Abstract:Content-based image retrieval (CBIR) has the potential to significantly improve diagnostic aid and medical research in radiology. Current CBIR systems face limitations due to their specialization to certain pathologies, limiting their utility. In response, we propose using vision foundation models as powerful and versatile off-the-shelf feature extractors for content-based medical image retrieval. By benchmarking these models on a comprehensive dataset of 1.6 million 2D radiological images spanning four modalities and 161 pathologies, we identify weakly-supervised models as superior, achieving a P@1 of up to 0.594. This performance not only competes with a specialized model but does so without the need for fine-tuning.
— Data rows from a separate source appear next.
Issue #1434, opened 2026-09-19
ttsc: the watch helper's overflow report is proven only on synthetic bytes


samchon:
## Problem

The watch helper (#1426) reports inotify's `IN_Q_OVERFLOW`. Its tests prove the decoding only on hand-built event bytes (`TestDispatchMapsEventsAsLibuvDoes`). No test makes the kernel overflow a queue, so nothing shows that the helper's real read path receives and reports the event the kernel actually queues.

## Resolution

Fill an unread inotify instance past `fs.inotify.max_queued_events` with uniquely named creations, so no events coalesce. Then drain it through the helper's own read and decode, and assert an overflow is reported.

## Acceptance

- On Linux CI, the Go test observes a real kernel overflow through `drain`.

Issue #1433, opened 2026-09-19
unplugin: the Turbopack baseline race is reproduced only against a fake loader


samchon:
## Problem

#1423's premise is that Turbopack takes a loader's dependencies as its baseline only when it processes the loader's result. That premise comes from reading the runtime embedded in Next's native binary. The fix, dual registration with confirmed re-signals, is proven only against a fake loader context (`test_turbopack_loader_signals_a_change_before_turbopacks_baseline`). No test reproduces the race on real `next dev`. So nothing shows that the fix closes it there, or that the premise holds as stated, for example whether Turbopack's own watcher already catches an input the module depended on before.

Our analysis further explores the challenges in retrieving pathological versus anatomical structures, indicating that accurate retrieval of pathological features presents greater difficulty. Despite these challenges, our research underscores the vast potential of foundation models for CBIR in radiology, proposing a shift towards versatile, general-purpose medical image retrieval systems that do not require specific tuning.